Answer
The inverse of the function $f\left( x \right)$ is ${{f}^{^{_{-1}}}}\left( x \right)=\underline{\frac{10\left( x+1 \right)}{1-x}}$
Work Step by Step
We know that the inverse of a function $f\left( x \right)$ is labeled as ${{f}^{-1}}\left( x \right)$ and it satisfies:
$\left( f\circ {{f}^{-1}} \right)\left( x \right)=\left( {{f}^{-1}}\circ f \right)\left( x \right)$
For the inverse of an inverse of any function, find out the expression for x in terms of y.

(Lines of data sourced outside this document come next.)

Issue #1760, opened 2023-08-08
Support separate download verb to prepopulate caches


DaanDeMeyer:
We should support a download verb that makes sure all necessary packages and software are downloaded without building the image. This download verb would likely be implemented by having it prepopulate the mkosi cache which is then automatically picked up when we do the actual image build. Optionally, the download verb should take a mkosi manifest and download the specific package versions listed in there. Ideally the download verb also integrates with prepare scripts to allow those to download whatever they need to as well.

gsegatti:
Curious as to what the implementation would potentially look like, in its simplest form. Would it be basically to run the [`if not cached`](https://github.com/gsegatti/mkosi/blob/00a16c33f8862bc77115d247de02014b707ecc87/mkosi/__init__.py#L1389-L1396) portion of `build_image()`, for whatever distribution specified?
 
 Or Am I way out of my depth here?

keszybz:
I guess that for `dnf`, we'd essentially want to do a normal transaction, but break it off after packages have been downloaded. I don't think `dnf` has an option to do that. There is a `system-upgrade download` plugin that does that for dnf4. Maybe we should talk with the dnf folks about how to implement this best.

DaanDeMeyer:
Let's close this in favor of #1112. I'm not sure anymore that a `download` verb is the way to go

PR #1857, opened 2023-09-02
[WIP] Adding new Download verb

gsegatti:
This is an initial attempt to solve issue #1760.

The idea here is to provide the minimal set of changes which would permit to populate our cache with a new verb. This way we can (in the near future) implement taking mkosi manifestos and so on as explained on the issue.

### DIFF
--- a/mkosi/__init__.py
+++ b/mkosi/__init__.py
@@ -2116,6 +2116,10 @@ def show_docs(args: MkosiArgs) -> None:
                 raise e
 
 
+def download_packages(args: MkosiArgs, config: MkosiConfig) -> None:
+    pass # TODO: implement this.
+
+
 def expand_specifier(s: str) -> str:
     return s.replace("%u", InvokingUser.name())
 
@@ -2152,6 +2156,11 @@ def run_verb(args: MkosiArgs, presets: Sequence[MkosiConfig]) -> None:
 
     if args.verb == Verb.documentation:
         return show_docs(args)
+
+    if args.verb == Verb.download:
+        for config in presets:
+            download_packages(args, config)
+        return
 
     if args.verb == Verb.genkey:
         return generate_key_cert_pair(args)
--- a/mkosi/__init__.py
+++ b/mkosi/__init__.py
@@ -2117,7 +2117,13 @@ def show_docs(args: MkosiArgs) -> None:
 
 
 def download_packages(args: MkosiArgs, config: MkosiConfig) -> None:
-    pass # TODO: implement this.
+    # TODO: See the best way of implementing this.
+    # For now I'll leave it like this for testing purposes.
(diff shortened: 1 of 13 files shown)


mkosi/__init__.py
```diff
@@ -2170,6 +2173,14 @@ def run_verb(args: MkosiArgs, presets: Sequence[MkosiConfig]) -> None:
 
     last = presets[-1]
 
+    if args.verb == Verb.download:
+        workspace = tempfile.TemporaryDirectory(dir=last.workspace_dir, prefix=".mkosi-tmp")
```
gsegatti, line 2177: I'm necessarily using `last` here, for the sake of simplicity while testing. But from my understanding we can receive a list (or `Sequence`) of `MkosiConfig`.

Each config can carry it's own distribution. So perhaps we should, for each `preset`, download build cache of its distribution?

mkosi/__init__.py
```diff
@@ -2170,6 +2173,14 @@ def run_verb(args: MkosiArgs, presets: Sequence[MkosiConfig]) -> None:
...
+        with workspace, scopedenv({"TMPDIR" : workspace.name}):
```
gsegatti, line 2178: Also this `with` statement is duplicated here and in `build_images()`. Maybe we should opt for a function with the context manager decorator for this (assuming this is even the correct way to go)?

DaanDeMeyer:
Each package manager should have a way to just download packages without installing them. That's what we should use to implement this functionality. Also this should be done for each preset. So loop over each preset and download the specified packages and build packages. And then later we can extend that by passing in the packages from the manifest to download specific versions of packages.

gsegatti:
Hey Daan!
> Also this should be done for each preset. So loop over each preset and download the specified packages and build packages. 

Appreciate you clarifying this, I thought so.

> Each package manager should have a way to just download packages without installing them.

I see, I tracked this down to the `DistributionInstaller` class for each distribution. Do you reckon we should implement a new Class Method `download_packages()` or should adapt one of the existing methods? I think a new one would be nice for readability/cleanliness, but let me know what you guys think.

mkosi/__init__.py
gsegatti: Marking this as resolved since Daan clarified we should loop over all presets.

DaanDeMeyer:
A new method seems like the way to go I think.

DaanDeMeyer:
We should probably have manifest support from the start in this because I'm not entirely sure whether the way we currently do things would work with the distribution provided archives to download older packages from. For Arch Linux we might need to do things quite differently than how we usually do things.

gsegatti:
It's been sometime since I last touched this, I was in the middle of moving to a different city. If what I've done so far isn't what we hoped towards implementing the `Download` verb, maybe it is best to close this PR for now?

DaanDeMeyer:
Frankly I'm not entirely sure myself, it might be different depending on the distribution. Let's close this one for now, but feel free to open a new PR if you want

PR #1858, opened 2023-09-03
Allow using a default tools tree

DaanDeMeyer:
Instead of requiring users to always set up a tools tree preset, let's
allow specifying "default" as the tools tree to have mkosi build a default
tools tree itself. This default tools tree includes all the software that
might be necessary to build an image (excluding software that might be
required by various user scripts).

For distributions that do not have a rolling release variant, we use the
closest matching distribution. e.g. for CentOS, we use Fedora and for
Ubuntu we use Debian.

### DIFF
--- a/mkosi/__init__.py
+++ b/mkosi/__init__.py
@@ -2020,7 +2020,7 @@ def run_serve(config: MkosiConfig) -> None:
         os.chdir(config.output_dir)
 
     with http.server.HTTPServer(("", port), http.server.SimpleHTTPRequestHandler) as httpd:
-        print(f"Serving HTTP on port {port}: http://localhost:{port}/")
+        logging.info(f"Serving HTTP on port {port}: http://localhost:{port}/")
         httpd.serve_forever()
 
 
--- a/mkosi/__init__.py
+++ b/mkosi/__init__.py
@@ -1075,8 +1075,9 @@ def install_unified_kernel(state: MkosiState, partitions: Sequence[Partition]) -
                 "--efi-arch", state.config.architecture.to_efi(),
             ]
 
-            for p in state.config.extra_search_paths:
-                cmd += ["--tools", p]
+            if not state.config.tools_tree:
+                for p in state.config.extra_search_paths:
+                    cmd += ["--tools", p]
 
             uki_config = state.pkgmngr / "etc/kernel/uki.conf"
             if uki_config.exists():
--- a/mkosi/__init__.py
+++ b/mkosi/__init__.py
@@ -49,7 +49,7 @@ from mkosi.qemu import copy_ephemeral, run_qemu, run_ssh
 from mkosi.run import become_root, bwrap, chroot_cmd, init_mount_namespace, run
 from mkosi.state import MkosiState
 from mkosi.tree import copy_tree, install_tree, move_tree, rmtree
-from mkosi.types import PathString
+from mkosi.types import _FILE, CompletedProcess, PathString
 from mkosi.util import (
     InvokingUser,
     flatten,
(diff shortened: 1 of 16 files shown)


mkosi/distributions/__init__.py
```diff
@@ -50,6 +50,18 @@ def architecture(arch: Architecture) -> str:
     def package_type(cls) -> PackageType:
         raise NotImplementedError()
 
+    @classmethod
+    def default_release(cls) -> str:
+        raise NotImplementedError()
```
behrmann, line 55: This should be in the previous commit.

mkosi/config.py
```diff
@@ -290,18 +290,7 @@ def config_default_release(namespace: argparse.Namespace) -> str:
...
-        Distribution.rocky: "9",
-        Distribution.alma: "9",
-        Distribution.mageia: "cauldron",
-        Distribution.debian: "testing",
-        Distribution.ubuntu: "lunar",
-        Distribution.opensuse: "tumbleweed",
-        Distribution.openmandriva: "cooker",
-        Distribution.gentoo: "17.1",
-    }.get(namespace.distribution, "rolling")
+    return cast(str, namespace.distribution.default_release())
```
behrmann, line 293: The cast should be in the previous commit, too.

mkosi/distributions/__init__.py
```diff
@@ -101,6 +113,15 @@ def architecture(self, arch: Architecture) -> str:
     def package_type(self) -> PackageType:
         return self.installer().package_type()
 
+    def default_release(self) -> str:
+        return self.installer().default_release()
```
behrmann, line 117: And this, too.

mkosi/__init__.py
```diff
@@ -946,8 +948,7 @@ def build_initrd(state: MkosiState) -> Path:
     ]
 
     with complete_step("Building initrd"):
-        args, presets = parse_config(cmdline)
-        config = presets[0]
+        args, [config] = parse_config(cmdline)
```
behrmann, line 951: I'm a bit surprised this type checks, since this would throw a `ValueError` if `presets` had more than one element. Throwing away everything but the first element would be
```suggestion
        args, [config, *_] = parse_config(cmdline)
```
but apparently mypy can prove that there will be only one element?

mkosi/config.py
```diff
@@ -488,6 +477,16 @@ def config_parse_root_password(value: Optional[str], old: Optional[tuple[str, bo
     return (value, hashed)
 
 
+def config_parse_tools_tree(value: Optional[str], old: Union[Path, None, Literal["default"]]) -> Union[Path, None, Literal["default"]]:
```
behrmann, line 480: `Union[Path, None, Literal["default"]]` is a bit of a mouthful, how about defining a type alias `OptionalOrDefaultPath` (or similar)?

behrmann (commented):
This is an excellent change! What do you think about adding an option to pull in systemd from main on top of the default tools tree? This would make mkosi pretty much self-contained and could be used in the GH action as well.

mkosi/__init__.py
DaanDeMeyer: I guess so, I wouldn't complicate things if it type checks, since we know there will only be a single config

mkosi/config.py
DaanDeMeyer: New revision drops the `Union` stuff altogether

DaanDeMeyer:
> This is an excellent change! What do you think about adding an option to pull in systemd from main on top of the default tools tree? This would make mkosi pretty much self-contained and could be used in the GH action as well.

All of the default tools tree distributions except opensuse tumbleweed have v254 already which is sufficient. I wouldn't start building systemd from source for the default tools trees just yet.

behrmann:
> > This is an excellent change! What do you think about adding an option to pull in systemd from main on top of the default tools tree? This would make mkosi pretty much self-contained and could be used in the GH action as well.
> 
> All of the default tools tree distributions except opensuse tumbleweed have v254 already which is sufficient. I wouldn't start building systemd from source for the default tools trees just yet.

For Debian this implies building at least a trixie (i.e. testing) tool tree, though, right?

behrmann (approved):

PR #1874, opened 2023-09-06
Install ca-certificates in tools tree and make sure it's used

DaanDeMeyer:
Too old ca-certificates on the host can cause package manager failures when using a tools tree, so let's install ca-certificates into the tools tree and make sure it is used.

### DIFF
--- a/mkosi/__init__.py
+++ b/mkosi/__init__.py
@@ -43,7 +43,7 @@ from mkosi.installer import clean_package_manager_metadata, package_manager_scri
 from mkosi.kmod import gen_required_kernel_modules, process_kernel_modules
 from mkosi.log import ARG_DEBUG, complete_step, die, log_step
 from mkosi.manifest import Manifest
-from mkosi.mounts import mount_overlay, mount_passwd, mount_usr
+from mkosi.mounts import mount, mount_overlay, mount_passwd, mount_usr
 from mkosi.pager import page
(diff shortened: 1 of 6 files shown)


mkosi/__init__.py
```diff
@@ -943,6 +943,7 @@ def build_initrd(state: MkosiState) -> Path:
         *(["--timezone", state.config.timezone] if state.config.timezone else []),
         *(["--hostname", state.config.hostname] if state.config.hostname else []),
         *(["--root-password", rootpwopt] if rootpwopt else []),
+        *([f"--environment={k}=\"{v}\"" for k, v in state.config.environment.items()]),
```
behrmann, line 946: nit
```suggestion
        *([f"--environment={k}='{v}'" for k, v in state.config.environment.items()]),
```
Not needing escaping is the one reason for single quotes ;)

mkosi/__init__.py
```diff
@@ -2176,6 +2177,7 @@ def finalize_tools(args: MkosiArgs, presets: Sequence[MkosiConfig]) -> Sequence[
             "--bootable", "no",
             "--manifest-format", "",
             *(["--source-date-epoch", str(p.source_date_epoch)] if p.source_date_epoch is not None else []),
+            *([f"--environment={k}=\"{v}\"" for k, v in p.environment.items()]),
```
behrmann, line 2180: Same.

behrmann (approved):

PR #1875, opened 2023-09-07
If python3 version is too old, use python3.9 if it exists

DaanDeMeyer:


bin/mkosi
```diff
@@ -3,4 +3,15 @@
 set -e
 PYTHONPATH="$(dirname "$(dirname "$(readlink -f "${BASH_SOURCE[0]}")")")"
 export PYTHONPATH
+
+if [ -z "$MKOSI_INTERPRETER" ]; then
+    # Note the check seems to be inversed here because the if branch is executed when the exit status is 0
```
behrmann, line 8:
```suggestion
    # Note the check seems to be inverted here because the if branch is executed when the exit status is 0
```

bin/mkosi
```diff
@@ -3,4 +3,15 @@
...
+    # which is equal to `False` in python.
+    if python3 -c "import sys; sys.exit(sys.version_info < (3, 9))"; then
+        MKOSI_INTERPRETER=python3
+    elif command -v python3.9 >/dev/null; then
+        MKOSI_INTERPRETER=python3.9
+    fi
+fi
+
 exec ${MKOSI_INTERPRETER:-python3} -B -m mkosi "$@"
```
behrmann, line 17: The first branch will always set `MKOSI_INTERPRETER` to `python3` if it is sufficiently new. If it isn't an 3.9 exists, it uses that, but this leaves the case where `python3` is not sufficently new and 3.9 doesn't exist, then this line would fall back to `python3` and mkosi would crash. Let's remove the fallback for the variable
```suggestion
exec $MKOSI_INTERPRETER -B -m mkosi "$@"
```
and add an `else` branch with an explicit error for that case.

The fallback `${MKOSI_INTERPRETER:-python3}` is not needed anymore because this now sets `MKOSI_INTERPRETER` if it was zero to begin with and if it weren't the fallback wouldn't trigger either.

bin/mkosi
```diff
@@ -3,4 +3,15 @@
 set -e
 PYTHONPATH="$(dirname "$(dirname "$(readlink -f "${BASH_SOURCE[0]}")")")"
 export PYTHONPATH
+
+if [ -z "$MKOSI_INTERPRETER" ]; then
+    # Note the check seems to be inversed here because the if branch is executed when the exit status is 0
+    # which is equal to `False` in python.
```
keszybz, line 9: Please don't use backticks. This is not markdown.

keszybz: Also still "inversed".

keszybz:
LGTM.

PR #1881, opened 2023-09-07
Support building unified kernel images

DaanDeMeyer:
All the necessary pieces for this already exists, so let's add this as an additional output format.

### DIFF
--- a/.github/mkosi.conf.d/10-common.conf
+++ b/.github/mkosi.conf.d/10-common.conf
@@ -6,7 +6,6 @@ KernelCommandLine=console=ttyS0
                   systemd.default_standard_output=journal+console
 
 [Content]
-Bootable=yes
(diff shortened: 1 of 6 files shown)


behrmann (approved):
LGTM, but should this maybe be covered by CI boot tests as well?

poettering:
btw, I think this should be communicated differently. because mkosi has been building ukis since a longer time: as part of building regular disk images. 

The novelty here really is that the UKI is the pimary output and an OS image is embedded into it.

To the casual beholder this will not be clear I figure (I am guessing, because it wasn#t clear to me personally at first). So maybe in the mkosi.md markdown say: "…`uki` (a unified kernel image with the OS image embedded in the `.initrd` section)…"

poettering:
→ #1884

PR #1896, opened 2023-09-12
Add ruff config to `pyprojects.toml` and address its warnings

behrmann:
This also add the pyupgrade and pycodestyle rules in addition and fixes their warnings. These are mostly long line warnings and are fixed by reintroducing the 119 character line limit that we had in the past, but which got lost when we moved away from black, but existed before that as well.

### DIFF
--- a/mkosi/__init__.py
+++ b/mkosi/__init__.py
@@ -19,7 +19,7 @@ import textwrap
 import uuid
 from collections.abc import Iterator, Sequence
 from pathlib import Path
-from typing import ContextManager, Optional, TextIO, Union
+from typing import Optional, TextIO, Union
 
 from mkosi.archive import extract_tar, make_cpio, make_tar
 from mkosi.config import (
@@ -151,7 +151,9 @@ def install_build_packages(state: MkosiState) -> None:
     if not need_build_packages(state.config):
         return
 
-    with complete_step(f"Installing build packages for {str(state.config.distribution).capitalize()}"), mount_build_overlay(state):
+    # TODO: move to parenthesised context managers once on 3.10
+    pd = str(state.config.distribution).capitalize()
+    with complete_step(f"Installing build packages for {pd}"), mount_build_overlay(state):
         state.config.distribution.install_packages(state, state.config.build_packages)
 
 
@@ -196,7 +198,7 @@ def mount_cache_overlay(state: MkosiState) -> Iterator[None]:
         yield
 
 
-def mount_build_overlay(state: MkosiState, read_only: bool = False) -> ContextManager[Path]:
+def mount_build_overlay(state: MkosiState, read_only: bool = False) -> contextlib.AbstractContextManager[Path]:
     d = state.workspace / "build-overlay"
     if not d.is_symlink():
         with umask(~0o755):
@@ -559,7 +561,7 @@ def find_grub_bios_directory(state: MkosiState) -> Optional[Path]:
 def find_grub_binary(state: MkosiState, binary: str) -> Optional[Path]:
     path = ":".join(os.fspath(p) for p in [state.root / "usr/bin", state.root / "usr/sbin"])
 
-    assert "grub" in binary and not "grub2" in binary
+    assert "grub" in binary and "grub2" not in binary
 
     path = shutil.which(binary, path=path) or shutil.which(binary.replace("grub", "grub2"), path=path)
     if not path:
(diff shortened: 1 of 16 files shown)


mkosi/__init__.py
```diff
@@ -702,6 +704,15 @@ def prepare_grub_bios(state: MkosiState, partitions: Sequence[Partition]) -> Non
...
     initrd = Path(shutil.copy2(initrd, dst / "initrd"))
 
+    grubsnippet = textwrap.dedent(
+        """\
+        menuentry "{distribution}-{kver}" {{
+        linux /{kimg} {root} {cmdline}
+        initrd /{initrd} /{kmods}
+        }}
+        """
+    )
```
DaanDeMeyer, line 714: I'd prefer to avoid using the formatting stuff, can't we just introduce some extra variables here instead and use those to satisfy the line limit?

mkosi/config.py
```diff
@@ -2308,9 +2322,10 @@ def line_join_source_target_list(array: Sequence[tuple[Path, Optional[Path]]]) -
 
 
 def summary(args: MkosiArgs, config: MkosiConfig) -> str:
-    b = Style.bold
-    e = Style.reset
-    bold: Callable[..., str] = lambda s: f"{b}{s}{e}"
+    def bold(s: Any) -> str:
+        b = Style.bold
+        e = Style.reset
```
DaanDeMeyer, line 2327: Is there any point in still having these at all? just inline them?

pyproject.toml
```diff
@@ -68,3 +68,8 @@ strict_equality = true
 [[tool.mypy.overrides]]
 module = ["argcomplete"]
 ignore_missing_imports = true
+
+[tool.ruff]
+target-version = "py39"
+line-length = 119
```
DaanDeMeyer, line 74: I think we want 109 which is what systemd uses as well

DaanDeMeyer (changes requested):

mkosi/__init__.py
behrmann: I'll have a look

mkosi/config.py
behrmann: Will change it like that.

pyproject.toml
behrmann: I'm open to that. The first iteration of this actually had 109, but I changed it to 119, since that was the previous max for black and flake8 before that. It's just many more instances and some are a bit awkward.

DaanDeMeyer: Right let's keep this for now then, we can always lower it later

mkosi/__init__.py
behrmann: Changed it like that. In this case I prefer calling format explicitly, since it doesn't leak all the new variable names into the surrounding scope. I think it should be fine if tests pass, since the reused variable names should be the last point of use in each case.

mkosi/kmod.py
```diff
@@ -11,7 +11,9 @@
 from mkosi.run import bwrap, chroot_cmd
 
 
-def filter_kernel_modules(root: Path, kver: str, include: Sequence[str], exclude: Sequence[str]) -> list[Path]:
+def filter_kernel_modules(
+    root: Path, kver: str, include: Sequence[str], exclude: Sequence[str]
```
DaanDeMeyer, line 15: Single line per argument here and elsewhere?

pyproject.toml
behrmann: Dropped the commit again.

mkosi/kmod.py
behrmann: I'd prefer to keep it this way, since black only moves to single line per argument if the line length goes over the column limit. In the hope that we can one day go back to an autoformatter, I'd like to not introduce additional churn here.

DaanDeMeyer: This is inconsistent with how we do it already though, I'd prefer us to use single argument per line everywhere as soon as we have to start wrapping things

behrmann: Not necessary anymore with the limit at 119.

behrmann:
Split the commit up into three, one adding the ruff config, one addressing the warnings and one adding it to CI. I have no idea why the same exact changes that checked fine with this version of ruff in CI and do so locally have an issue in GA, but if push comes to shove adding it to CI can be postponed, since running ruff locally will address everything isort and pyflakes complain about in CI (and then some) while being easier to install.

DaanDeMeyer (approved):

PR #1900, opened 2023-09-15
Help and readme tweaks

keszybz:


README.md
```diff
@@ -83,7 +83,7 @@ binary and is not to be considered a public API.
 * [Primary mkosi git repository on GitHub](https://github.com/systemd/mkosi/)
 * [mkosi — A Tool for Generating OS Images](http://0pointer.net/blog/mkosi-a-tool-for-generating-os-images.html) introductory blog post by Lennart Poettering (2017)
 * [The mkosi OS generation tool](https://lwn.net/Articles/726655/) story on LWN (2017)
-* [mkosi: Building Bespoke Operating System Images](https://media.ccc.de/v/all-systems-go-2023-190-mkosi-building-bespoke-operating-system-images) talk at All Systems Go! 2023
+* [systemd-repart: Building Discoverable Disk Images](https://media.ccc.de/v/all-systems-go-2023-191-systemd-repart-building-discoverable-disk-images) and [mkosi: Building Bespoke Operating System Images](https://media.ccc.de/v/all-systems-go-2023-190-mkosi-building-bespoke-operating-system-images) talks at All Systems Go! 2023
```
behrmann, line 86: I'd switch the order and go with the mkosi talk first. The repart talk is a good addition in case people want to change anything around the partitioning.

behrmann (commented):
LGTM all in all, but I think the talks would be better the other way 'round.

mkosi/config.py
```diff
@@ -456,7 +456,7 @@ def config_parse_filename(value: Optional[str], old: Optional[str]) -> Optional[
         die(". and .. are not valid filenames")
 
     if "/" in value:
-        die(f"{value} is not a valid filename")
+        die(f"{value!r} is not a valid filename. (Output= requires a filename with no path components, relative to output directory.)")
```
DaanDeMeyer, line 459: We should probably start passing in the setting name (either CLI switch or config file setting) to the parser functions. Then again though, we'd likely also want the file we're parsing and the line so maybe it's better to start throwing more recognizable exceptions which we catch in parse_config() and then show a proper error message that includes more information.

PR #1931, opened 2023-09-28
Fix setpgid logic

DaanDeMeyer:
Make sure we append the setpgid command after all the options. Let's also use -- to avoid any potential confusion about whether the following arguments are options or not.


DaanDeMeyer:
Trivial fix so merging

Now, one can solve the function as shown below:
$\begin{align}
& f\left( x \right)=y \\
& \frac{x-10}{x+10}=y \\
& x-10=y\left( x+10 \right) \\
& x-10=yx+10y
\end{align}$
And solve for x as follows:
$\begin{align}
& x-10=yx+10y \\
& x-yx=10y+10 \\
& x\left( 1-y \right)=10\left( y+1 \right) \\
& x=\frac{10\left( y+1 \right)}{1-y}
\end{align}$
Now, replace all the y terms with x terms in the obtained function to get,
${{f}^{-1}}\left( x \right)=\frac{10\left( x+1 \right)}{1-x}$
Thus, the inverse of the function is $\frac{10\left( x+1 \right)}{1-x}$.